On April 18, Supreme Leader Ayatollah Ali Khamenei’s Telegram channel announced it would be ending activity and encouraged subscribers to follow channels on apps such as Gap, Soroush and iGap.
Alimardani said that the apps are local alternatives and are often developed by the Iranian government. “Soroush, for example, is a platform owned by the Islamic Republic of Iran Broadcasting, and quick security scans have also proven the lack of privacy and security guarantees on these platforms. There is no doubt these messengers are built with backdoors for the government to easily monitor content and communications,” he noted.
According to state media, over 5 million Iranians have already started using Soroush. One Iranian Twitter user posted a photo of sheep and said they were the Soroush users following the line of the Iranian government. Soroush app users had their own grumbles, though. Some complained on social media about never receiving a sign-up authentication code, and its slow upload speeds for photos and videos are likely to prevent Iranians from posting footage of potential protests.
Other Iranians were quick to poke fun at government surveillance. One Twitter user posted a photo of the Mona Lisa in a chador and wrote, “When the Mona Lisa puts a profile picture in a domestic app.” A parody video circulated of a couple chatting on Soroush and exchanging selfies, only for an intelligence officer to edit the chats and insert his own selfie in lieu of the girlfriend’s.
Soroush has a 3.8 rating on the Iranian app store, Cafe Bazaar. On the Google app store, Soroush has a similar rating, but in recent weeks many Iranians have given it a one-star rating and written comments about the government’s surveillance in English and Persian. One user, who gave the app a one-star rating, wrote in English, “Garbage. It’s a governmental spyware, reporting all your chats and activities to authorities.”
Another user who gave it a five-star rating wrote in English, “Even if it is spying, better than [the] West spy[ing],” referring to the US National Security Agency. “Would you prefer [the] devil spy [on] you, or Angel Iran? Honesty. Why [are] people licking [the] West’s anus?”
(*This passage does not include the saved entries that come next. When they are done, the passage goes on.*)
PR #364, opened 2023-08-09
MVP-3062: Throw error explicitly when failing subscribe alert

eric-notifi:
Sometimes, the alert subscription toggle pumps back to "unsubscribe" state after trying to subscribe w/o the reason. 
Throwing error in this case would help user (or dev) to get the hint.

### DIFF
--- a/packages/notifi-react-card/lib/hooks/useNotifiSubscribe.ts
+++ b/packages/notifi-react-card/lib/hooks/useNotifiSubscribe.ts
@@ -435,7 +435,11 @@ export const useNotifiSubscribe: ({
           .find((f) => f?.filterType === filterType);
         if (filter === undefined || filter.id === null) {
           await deleteThisAlert();
-          return null;
+          throw new Error(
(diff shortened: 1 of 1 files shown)


packages/notifi-react-card/lib/hooks/useNotifiSubscribe.ts
```diff
@@ -435,7 +435,11 @@ export const useNotifiSubscribe: ({
           .find((f) => f?.filterType === filterType);
         if (filter === undefined || filter.id === null) {
           await deleteThisAlert();
-          return null;
+          throw new Error(
+            `No applicableFilters filter for sources: ${JSON.stringify(
+              sources,
+            )}`,
```
juni-notifi, line 441: do we also want to throw on line 523?

eric-notifi: Yeah, Also added for single source alert (line#523). Thanks for reminding @juni-notifi

juni-notifi (approved):

PR #374, opened 2023-08-28
MVP-3179: support new query GetUnreadNotificationHistoryCount in SDK

eric-notifi:
## Add `GetUnreadNotificationHistoryCount` api available in SDK 
- hooks
- frontend-client 

## Add demo in `notifi-react-example`

### DIFF
--- a/packages/notifi-react-hooks/lib/hooks/useNotifiClient.ts
+++ b/packages/notifi-react-hooks/lib/hooks/useNotifiClient.ts
@@ -1509,6 +1509,22 @@ const useNotifiClient = (
     [setLoading, setError, service],
   );
 
+  const getUnreadNotificationHistoryCount = useCallback(async () => {
+    try {
+      const result = await service.getUnreadNotificationHistoryCount();
+      return result;
+    } catch (e: unknown) {
+      if (e instanceof Error) {
+        setError(e);
+      } else {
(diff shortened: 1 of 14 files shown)


packages/notifi-react-hooks/lib/hooks/useNotifiClient.ts
```diff
@@ -1509,6 +1509,22 @@ const useNotifiClient = (
...
+        setError(e);
+      } else {
+        setError(new NotifiClientError(e));
+      }
+      throw e;
+    } finally {
+      setLoading(false);
+    }
+  }, [setLoading, setError, service]);
+
```
juni-notifi, line 1527: Do you think it would be useful to put the count in `data` as well? Or do you think it's not necessary?

juni-notifi (approved):

packages/notifi-react-hooks/lib/hooks/useNotifiClient.ts
eric-notifi: IMO, it is not necessary for now because:
- it is not widely used across views . 
- it changes not often only when the `MarkFusionNotificationHistoryAsRead` is called (at least not now).
It might be good to reconsider to add it in `data` if we want to implement it in `react-card`

PR #376, opened 2023-08-31
fix line break issue in destination section

marukohao:
when the email address is too long, the 'resend link' is broken down into two line
also fixed the 'invalid DOM property' warning from CircleBellIcon
image

before:
Screenshot 2023-08-28 at 3 25 36 PM
after:
Screenshot 2023-08-28 at 3 24 58 PM

### DIFF
--- a/packages/notifi-react-card/lib/components/defaults.css
+++ b/packages/notifi-react-card/lib/components/defaults.css
@@ -883,7 +883,10 @@ input::-webkit-inner-spin-button {
   overflow-wrap: anywhere;
 }
 
-.NotifiUserInfoPanel__email {
+.NotifiUserInfoPanel__email,
+.NotifiUserInfoPanel__telegram,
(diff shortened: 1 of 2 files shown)


packages/notifi-react-card/lib/components/defaults.css
```diff
@@ -879,6 +883,10 @@ input::-webkit-inner-spin-button {
   overflow-wrap: anywhere;
 }
 
+.NotifiUserInfoPanel__email {
```
juni-notifi, line 886: is this only necessary for email? what about Telegram or SMS?

juni-notifi (approved):

packages/notifi-react-card/lib/components/defaults.css
marukohao: yeah, I think we should add gap on all the destinations

PR #378, opened 2023-09-04
MVP-3180: support new mutation MarkFusionNotificationHistoryAsRead

eric-notifi:
Add mutation methods (frontend-client/ hooks)

Add demo (react-card/ frontend-client)


juni-notifi (approved):
Can you also add a sample for using specific `ids`

eric-notifi:
Added an sample for marking only one (newest) history entry as read. CC. @juni-notifi

PR #380, opened 2023-09-08
MVP-3202: adopt new fusionNotificationHistory (default)

eric-notifi:
- Adopt new `fusionNotificationHistoryEntry` (`includeHidden=false`) endpoint for frontendClient by default (`isUsingFrontendClient=true`)

- Legacy `notificationHistoryEntry` will be used while using `hooks` (`isUsingFrontendClient=false`)

### DIFF
--- a/packages/notifi-react-card/lib/utils/NotificationHistoryUtils.tsx
+++ b/packages/notifi-react-card/lib/utils/NotificationHistoryUtils.tsx
@@ -234,12 +234,12 @@ const concatHistoryNodes = (
   switch (nodes[0]?.__typename) {
     case 'FusionNotificationHistoryEntry':
       if (nodesToConcat[0]?.__typename !== 'FusionNotificationHistoryEntry') {
-        throw new Error('Type mismatch: FusionNotificationHistoryEntry');
+        return nodes;
       }
       return [...nodes, ...nodesToConcat];
     case 'NotificationHistoryEntry':
       if (nodesToConcat[0]?.__typename !== 'NotificationHistoryEntry') {
-        throw new Error('Type mismatch: NotificationHistoryEntry');
+        return nodes;
       }
       return [...nodes, ...nodesToConcat];
     default:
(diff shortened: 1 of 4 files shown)


packages/notifi-react-card/lib/utils/NotificationHistoryUtils.tsx
```diff
@@ -242,8 +227,29 @@ const getAlertDetailsContents = (
...
 };
 
+const concatHistoryNodes = (
+  nodes: NotificationHistoryEntry[],
+  nodesToConcat: NotificationHistoryEntry[],
+) => {
+  switch (nodes[0]?.__typename) {
+    case 'FusionNotificationHistoryEntry':
+      if (nodesToConcat[0]?.__typename !== 'FusionNotificationHistoryEntry') {
+        throw new Error('Type mismatch: FusionNotificationHistoryEntry');
```
juni-notifi, line 237: rather than throwing, can we just return `nodes` here? (i.e. throw away nodesToConcat)

packages/notifi-react-card/lib/utils/NotificationHistoryUtils.tsx
```diff
@@ -242,8 +227,29 @@ const getAlertDetailsContents = (
...
+      }
+      return [...nodes, ...nodesToConcat];
+    case 'NotificationHistoryEntry':
+      if (nodesToConcat[0]?.__typename !== 'NotificationHistoryEntry') {
+        throw new Error('Type mismatch: NotificationHistoryEntry');
```
juni-notifi, line 242: same

packages/notifi-react-card/lib/utils/NotificationHistoryUtils.tsx
eric-notifi: Nice idea👍. modified.

packages/notifi-react-card/lib/utils/NotificationHistoryUtils.tsx
eric-notifi: Modified.

juni-notifi (approved):

PR #381, opened 2023-09-11
MVP-3254: Make use of Nx-build to speed up build time

eric-notifi:
We can use lerna's built-in nx support to cache and speed up local build time.

https://github.com/notifi-network/notifi-sdk-ts/assets/127958634/77437648-2fba-48da-b6d0-e119152753d2

### DIFF
--- a/package.json
+++ b/package.json
@@ -9,6 +9,7 @@
     "test": "jest"
   },
   "devDependencies": {
+    "@nrwl/nx-darwin-x64": "^15.9.3",
     "@trivago/prettier-plugin-sort-imports": "^3.3.0",
     "@types/jest": "^27.4.1",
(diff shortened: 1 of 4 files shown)


juni-notifi (approved):

package.json
```diff
@@ -9,6 +9,7 @@
     "test": "jest"
   },
   "devDependencies": {
+    "@nrwl/nx-darwin-x64": "^15.9.3",
```
juni-notifi, line 12: i'm on M1 chip, should i install nx-darwin-arm64?

eric-notifi: Yeah ... seems like we need nx-drawin-arm64.
BTW, my env is also M1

Alimardani says concerns about security aren’t something that all Iranians care about, although telephone communications have been monitored for years. “I think there is a significant segment of the population that is distrustful of anything owned and controlled by the government, as it’s a well-known fact that if the government has access to data and information, it will monitor it.”
Alimardani recommends that dissidents and journalists use a burner phone for domestic apps like Soroush not only to prevent their number and identifying information from being registered with the Iranian government, but so that no data or contact lists from the cellphone will be uploaded onto the platform. Alimardani claims that initial studies of the Soroush app have shown information like names and phone numbers can be easily extracted.
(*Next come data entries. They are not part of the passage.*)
PR #601, opened 2024-05-28
GMX integration

marukohao:


packages/notifi-react/lib/context/NotifiTargetContext.tsx
```diff
@@ -80,18 +89,54 @@ const formatTelegramForSubscription = (telegramId: string) => {
 export type UpdateTargetInputs = <T extends 'form' | 'toggle'>(
   target: T extends 'form'
     ? Extract<Target, 'email' | 'phoneNumber' | 'telegram'>
-    : Extract<Target, 'discord' | 'slack'>,
-  value: T extends 'form' ? TargetInputFromValue : boolean,
+    : Extract<Target, 'discord' | 'slack' | 'wallet'>,
```
eric-notifi, line 92: I think we can use `FormTarget` and `ToggleTarget` types here

eric-notifi:
```tsx
? FormTarget : ToggleTarget
```

packages/notifi-react/lib/context/NotifiTargetContext.tsx
```diff
@@ -80,18 +89,54 @@ const formatTelegramForSubscription = (telegramId: string) => {
...
+  value: T extends 'form' ? { value: string; error?: string } : boolean,
```
eric-notifi, line 93: I guess using `TargetInputFromValue` instead of inline type definition is better

packages/notifi-react/lib/context/NotifiTargetContext.tsx
```diff
@@ -80,18 +89,54 @@ const formatTelegramForSubscription = (telegramId: string) => {
...
 ) => void;
 
+type FormTargetRenewArgs = {
+  target: Extract<Target, 'email' | 'telegram' | 'phoneNumber'>;
```
eric-notifi, line 97: Shall we use `FormTarget` here instead of inline type.

packages/notifi-react/lib/context/NotifiTargetContext.tsx
```diff
@@ -80,18 +89,54 @@ const formatTelegramForSubscription = (telegramId: string) => {
...
+  value: string;
+};
+
+type ToggleTargetRenewArgs = {
+  target: Extract<Target, 'discord' | 'slack' | 'wallet'>;
```
eric-notifi, line 102: Shall we use `ToggleTarget` here instead of inline type

packages/notifi-react/lib/context/NotifiTargetContext.tsx
```diff
@@ -80,18 +89,54 @@ const formatTelegramForSubscription = (telegramId: string) => {
...
+    args.target === 'discord'
+  );
+};
+
 export type NotifiTargetContextType = {
   isLoading: boolean;
   error: Error | null;
   updateTargetInputs: UpdateTargetInputs;
-  renewTargetGroup: () => Promise<void>;
+  renewTargetGroup: (args?: {
```
eric-notifi, line 132: Shall we  use `singleTargetRenewArgs` instead of `args` here?
1. It is more descriptive
2. consistent with the impl section

packages/notifi-react/lib/context/NotifiTargetContext.tsx
```diff
@@ -257,23 +317,62 @@ export const NotifiTargetContextProvider: FC<PropsWithChildren> = ({
...
+
+          if (target === 'phoneNumber') {
+            formTarget = target;
+            formValue = isValidPhoneNumber(value) ? value : undefined;
+          }
+
+          data = {
+            ...targetGroupToBeSaved,
+            [formTarget]: formValue,
+          };
```
eric-notifi, line 349: Just being curious about this section.
As far as I know, this block only happens when we want to update `singleTarget`. But I think others will get updated if we use destruct `targetGroupToBeSaved` in which there might have some changed target?
Or do I miss anything?

packages/notifi-react/lib/context/NotifiTargetContext.tsx
```diff
@@ -548,9 +653,49 @@ export const NotifiTargetContextProvider: FC<PropsWithChildren> = ({
...
+  const refreshWeb3Target = useCallback(
+    async (web3Target?: Types.Web3TargetFragmentFragment) => {
+      if (web3Target) {
+        switch (web3Target.isConfirmed) {
+          case false:
+            updateTargetInfoPrompt('wallet', {
+              type: 'cta',
+              message: 'Sign Wallet',
+              onClick: () => {
+                // TODO: add action
```
eric-notifi, line 665: Shall we add `action` here?

packages/notifi-react/utils/topic.ts
eric-notifi, line 1: Hmmmm .... not sure why this `topic.ts` become a new file even we have this one in `main`?? 
Also this one seems outdated, which does not adopt the newest change for migrating alertName from topicName to fusionEventTypeId??

packages/notifi-dapp-example/src/hooks/useNotifiTargetListener.ts
eric-notifi, line 1: Not sure if we still need this file as we have already add this feature in `NotifiTargetContext`

packages/notifi-dapp-example/src/utils/topic.ts
eric-notifi, line 1: Ah ... I think this `topic.ts` is the one should be located in `notifi-react`

packages/notifi-dapp-example/public/logos/CB1.png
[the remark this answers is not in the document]
marukohao: @ankush-notifi Could you address this one?

packages/notifi-react/lib/context/NotifiTargetContext.tsx
marukohao: @ankush-notifi  can you address this one?

packages/notifi-react/lib/context/NotifiTargetContext.tsx
marukohao: @ankush-notifi FYI

ankush-notifi: You're correct, Eric. However, if we don't  pass in `targetGroupToBeSaved` directly, the frontendClient.ensureTargetGroup function will remove existing target groups.

eric-notifi: Ah ... what about using the data from `targetData` instead of `targetGroupToBeSaved` as `targetData` reflects the data stored in BE. wdyt?

packages/notifi-react/lib/context/NotifiTargetContext.tsx
```diff
@@ -658,7 +658,9 @@ export const NotifiTargetContextProvider: FC<PropsWithChildren> = ({
               type: 'cta',
               message: 'Sign Wallet',
               onClick: () => {
-                // TODO: add action
+                // Note: -
+                // No action required here as this is only possible on the client side
+                // based on the connected wallet instance. We're handling this on the frontend.
```
eric-notifi, line 663: In my opinion, we can migrate those xmtp sign methods to `NotifiTargetContext`. this way:
1. we can simplify the component logic making it easier to follow.
2. we can reuse that method possible in the future if other components need that.

eric-notifi (approved):
LGTM!!
May need to take a look at the conflict before having this merged.🙏

eric-notifi (changes requested):
Ah.... Looks like the [last merged PR](https://github.com/notifi-network/notifi-sdk-ts/pull/608) is missing. Could you double check if we did pull before force-merge ??

eric-notifi (approved):
hmmm NVM .... I think it is still included. Wried that we cannot see it in commit history...
🫨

Meanwhile, Ahmad Alamolhoda, the Friday prayer leader of Mashhad who routinely voices the dangers of cyberspace, announced on his Telegram channel days before the official ban that he would continue to operate it simultaneously “because of the lack of interest of the audience to domestic messengers so far.” Once news of the ban caught on, Iranians on social media were quick to point out that the very government officials pushing for domestically made products were riding in Japanese and German cars, and that perhaps they should focus on setting an example first by riding in Iranian vehicles.
If anything, it seems that it will take more than some gold coins to incentivize Iranian Telegram users to make the move to domestic apps.